Is $x=2,y=13$ the unique solution?

Question

Problem: Find all positive integers $x$ and $y$ satisfying: $$12x^4-6x^2+1=y^2.$$

If $x=1, 12x^4-6x^2+1=12-6+1=7,$ which is not a perfect square.

If $x=2, 12x^4-6x^2+1=192-24+1=169=13^2$, which is a perfect square. Thus, $x=2,y=13$ is a solution to the given Diophantine equation.

However, after testing a few more small cases, it seems as if $12x^4-6x^2+1$ can never be a perfect square if $x>2$. I have tried to prove this, but to no avail. Here is the gist of what I considered:

$12x^4-6x^2+1=y^2 \iff 12x^4-6x^2 = (y+1)(y-1)$. Since the L.H.S. is a multiple of $2$, it follows that $2 \mid (y+1)(y-1) \Rightarrow y$ is odd $\Rightarrow y+1$ and $y-1$ are both even.

Hence, $4 \mid (y+1)(y-1) \Rightarrow 4 \mid 12x^4-6x^2 \Rightarrow 4 \mid 6x^2 \Rightarrow x $ is even. Let $x=2m$ and $y+1=2k$, so $12x^4-6x^2=192m^4-24m^2=4k(k-1) \Rightarrow 48m^4-6m^2=k(k-1)$. At this point, I am at a loss of how to continue. We could continue with divisibility arguments, but it seems to be a never-ending process?

Another method I tried was to let $y=x+k$, thus $12x^4-6x^2+1 = x^2 + 2xk+k^2 \iff k^2+2xk-(12x^4-7x^2+1)=0$, which is a quadratic in terms of $k$. However, stuff like the discriminant or sum and product of roots did not seem to yield any important information.

Any hints provided to point me in the right direction will be much appreciated.

Answer 1

We try to get a perfect square term on the LHS.

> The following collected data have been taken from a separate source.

PR #246, opened 2026-09-02
Conversion function  from forecast-sample table to  Hubverse sample or quantile tables

cdc-mitzimorris:
Add two small, Python/polars functions that convert a six-column forecast-sample table into the initial eight-column Hubverse sample or quantile table.  The experiment runner's canonical column names are the defaults, and callers may supply different source-column names.

These functions are in file cfa/stf/forecasttools/hubverse.py, with unit tests in file tests/cfa/stf/forecasttools/test_hubverse.py.

This PR also adds directory tests/cfa/stf/forecasttools/test_data which contains the data files needed for this test.  See the README.md in that directory.   Some test data was generated using R and R would be needed to regenerate the test data but there is no runtime R dependency.

## Reviewer notes

The new public functions are:

- samples_to_hubverse()
- samples_to_hubverse_quantiles()

Both accept an exact six-column Polars input containing draw, date, location, variable, value, and resolution. Source-column names are configurable, but the output is intentionally
limited to this initial Hubverse profile:

reference_date
target
horizon
target_end_date
location
output_type
output_type_id
value

Key behaviors:

- Callers provide target mappings, location mappings, the reference date, and the horizon unit.
- Sample output always uses Hubverse’s one-based IDs, 1..N.
- source_draw_id_base declares whether incoming sample IDs start at zero or one.
- Quantiles use linear interpolation equivalent to R type 7.
- Week horizons require target dates to be exact seven-day multiples from the reference date.
- Output schemas and row ordering are deterministic.
- Validation rejects malformed schemas, null or non-finite values, incomplete sample coverage, invalid date spacing, missing mappings, mapping collisions, and duplicate output keys.

The test data includes:

- A production-shaped synthetic PyRenew artifact.
- Static sample and quantile golden outputs generated by the existing routine-forecasting R conversion.
- Provenance, hashes, and regeneration instructions in the test-data README and supporting documentation.

Routine forecasting uses epiweekly, while this API’s input contract uses weekly; the R parity test makes that normalization explicit before calling the converter. R is required only to regenerate the golden fixtures, not to run pytest.

Suggested review focus:

- Whether the public API and fixed eight-column scope are appropriate.
- Whether strict sample-coverage validation matches expected callers.
- The zero-based to one-based sample-ID conversion.
- Horizon and quantile semantics.
- Clarity of validation errors and public docstrings.


cfa/stf/forecasttools/hubverse.py
```diff
@@ -0,0 +1,649 @@
...
+        resolution: str = series.get_column("resolution").item(0)
+        _validate_date_spacing(expected_dates, resolution=resolution)
+
+
+def _normalize_sample_ids(
+    samples: pl.DataFrame,
+    *,
+    source_draw_id_base: Literal[0, 1],
+) -> pl.DataFrame:
+    """Validate source draw IDs and return one-based Hubverse sample IDs."""
```
damonbayer: hubverse sample IDs don't have to be 0-based (they don't even have to be integers)

cfa/stf/forecasttools/hubverse.py
```diff
@@ -0,0 +1,649 @@
...
+        raise TypeError("samples must be a Polars DataFrame")
+
+    source_columns = {
+        "draw": draw_col,
+        "date": date_col,
+        "location": location_col,
+        "variable": variable_col,
+        "value": value_col,
+        "resolution": resolution_col,
+    }
```
damonbayer, line 46: I wouldn't expect every source file to have all of these, but we really haven't talked about what source files look like. Maybe we should start by defining our expectations for source files?

damonbayer (changes requested):
@cdc-mitzimorris Overall I feel uncertain about the intended use of this these functions. I know the destination format is something very close to the [schema described here](https://cdc.sharepoint.com/:x:/r/teams/CenterforForecastingandOutbreakAnalytics/_layouts/15/doc2.aspx?sourcedoc=%7BAC375896-0958-46C6-9BE9-23E6099E79CC%7D&file=Database%20Schema.xlsx&action=default&mobileredirect=true&DefaultItemOpen=1), but I'm not sure where the assumptions about the input format come from.

cdc-mitzimorris:
> @cdc-mitzimorris Overall I feel uncertain about the intended use of this these functions. I know the destination format is something very close to the [schema described here](https://cdc.sharepoint.com/:x:/r/teams/CenterforForecastingandOutbreakAnalytics/_layouts/15/doc2.aspx?sourcedoc=%7BAC375896-0958-46C6-9BE9-23E6099E79CC%7D&file=Database%20Schema.xlsx&action=default&mobileredirect=true&DefaultItemOpen=1), but I'm not sure where the assumptions about the input format come from.



The intended use is to convert the experiment scaffold’s native predictive-draw table (samples.parquet) into a Hubverse model-output table.

a) The destination is the initial eight-column Hubverse output format, not the RTM database format - that will be done in a subsequent PR. 

b) The input assumptions come from the scaffold’s current six-column predictive-draw contract, as produced by the current PyRenew models (including PyRenew HE/HEW). The source-column names are configurable for compatible outputs.

cfa/stf/forecasttools/hubverse.py
```diff
@@ -0,0 +1,649 @@
...
+            .agg(
+                pl.col("value").quantile(level, interpolation="linear").cast(pl.Float64)
+            )
+            .with_columns(
+                pl.lit("quantile").alias("output_type"),
+                pl.lit(level, dtype=pl.Float64).alias("output_type_id"),
+            )
+            for level in quantile_levels
+        ]
+    )
```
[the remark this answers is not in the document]
cdc-mitzimorris: suggested change implemented.

cfa/stf/forecasttools/hubverse.py
cdc-mitzimorris: removed this restriction.

cfa/stf/forecasttools/hubverse.py
cdc-mitzimorris: Agreed. I’ve clarified that these functions consume the experiment scaffold’s predictive-draw table, which requires draw, date, location, variable, value, and resolution. Column names remain configurable for compatible sources, and additional columns are now allowed and ignored. 
The public docstrings now document the required fields and their expected types.

damonbayer:
I think we should probably discuss these conventions a bit more face to face. I have not done a good job documenting some of the progress we have made in the rtm db project and its implications for the rest of our projects.

> a) The destination is the initial eight-column Hubverse output format, not the RTM database format - that will be done in a subsequent PR.

The rtm db is in the hubverse format, so I don’t think it makes sense to have an intermediate format. I think we should be enforcing rtm db standards in the backtesting repos.

> b) The input assumptions come from the scaffold’s current six-column predictive-draw contract, as produced by the current PyRenew models (including PyRenew HE/HEW). The source-column names are configurable for compatible outputs.

if this conversion is specific to pyrenew, then I’m not sure it belongs here under such a specific name.

cdc-mitzimorris:
> I think we should probably discuss these conventions a bit more face to face. I have not done a good job documenting some of the progress we have made in the rtm db project and its implications for the rest of our projects.

agree.   I fed ChatGPT the rtm DB excel spreadsheet as well as pointing it at the hubverse utils.   I will dig up the early parts of the conversation - the upshot was that rtm DB format still had details to be pinned down.

PR #274, opened 2021-07-01
Add complex value to the Page story

rocketnova:
## Changes

- Adds the ability to select a scenario in the `Page` story to display all content that will be displayed for that scenario (currently only the Claim Status description)
- Removes the JSON blob for `scenarioContent` on the `Page` story (causes conflicts)
- Adds`apiGatewayStub` function to stub responses from the API gateway (now needed for both tests and stories)
- Builds out the `Claim` type a little bit more

## Context

I'm getting close to the point where I'm going to stop displaying placeholder content when the request doesn't contain the unique number. So I need a way to view the content for each scenario. 

This PR sets the foundation for more complex story controls. In a near-future PR, I'll likely extend this foundation so that we can also specify whether there are certification weeks available (which impacts what Next Steps are shown).

## Testing

`yarn storybook`

### DIFF
--- a/stories/Page.stories.tsx
+++ b/stories/Page.stories.tsx
@@ -15,6 +15,7 @@ export default {
       type: { name: ScenarioType, required: false },
       options: Object.keys(ScenarioType),
       mapping: Object.keys(ScenarioType), // return the key instead of the value
+      defaultValue: 'BaseNoPending',
       control: {
         type: 'select',
         labels: ScenarioType,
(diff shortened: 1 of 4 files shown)


stories/Page.stories.tsx
```diff
@@ -2,19 +2,38 @@ import { Story, Meta } from '@storybook/react'
...
+    scenario: {
+      options: Object.keys(ScenarioType),
+      mapping: Object.keys(ScenarioType), // return the key instead of the value
+      defaultValue: 'BaseNoPending',
+      control: {
+        type: 'select',
+        labels: ScenarioType,
+      },
+    },
+  },
```
lomky, line 23: This is so cool!

lomky (approved):
🎉 🎉 🎉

Note that multiplying both sides by 4 keeps the right side as a square: $$48x^4 - 24x^2 + 4 = (2y)^2$$ Now, completing the square yields: $$3(4x^2 -1)^2 +1 = (2y)^2$$ Try to now find the solutions to $3(2x-1)^2(2x+1)^2 = (2y-1)(2y+1).$

Answer 2

This is an addition to my previous answer, which by pointed out by Mike doesn't sufficiently solve the problem.

We use the result, $$3(2x-1)^2(2x+1)^2 = (2y-1)(2y+1).$$

We have that $\gcd(2a-1,2a+1)=1$ for positive integer $a$ (by Euclidean Algorithm if you need convincing, however this is trivial enough to state).

It follows that $2y-1$ cannot be divisor to $2x-1$ or $2x+1$ without being divisor to the full square term (in other words, if $2y-1 \vert 2x-1,$ then $2y-1 \vert (2x-1)^2$ and similar). Since it also applies the other way around, it follows that one of the following are true:

• $2y-1 = 1$ or $2y-1 = 3$
• $2y-1 = (2x-1)^2$ or $2y-1 = 3(2x-1)^2$
• $2y-1 = (2x+1)^2$ (cannot be $3(2x+1)^2$ as we must have $2y+1 > 2y-1$)

For the first, we have $y = 1$ or $y=2.$ No $x$ makes this true, so we can simply ignore this case.

The second case (after making $y$ in terms of $x$ and rearranging)

$2y-1 = (2x-1)^2$ gives us the polynomial $4x^4 + 4x^3 - 7x^2 +2x = 0,$ which has roots $-2, 0, 1/2, 1/2.$ None of these are positive integers.

$2y-1 = 3(2x-1)^2$ gives a polynomial with rational roots $1/2,0$ and the rest are irrational.

$2y -1 = (2x+1)^2$ gives us rational roots (-1/2, 0, 2). 2 is thus an answer!

I may have some cases I overlooked but it seems that this can solve it, albeit in a depressingly bashy way.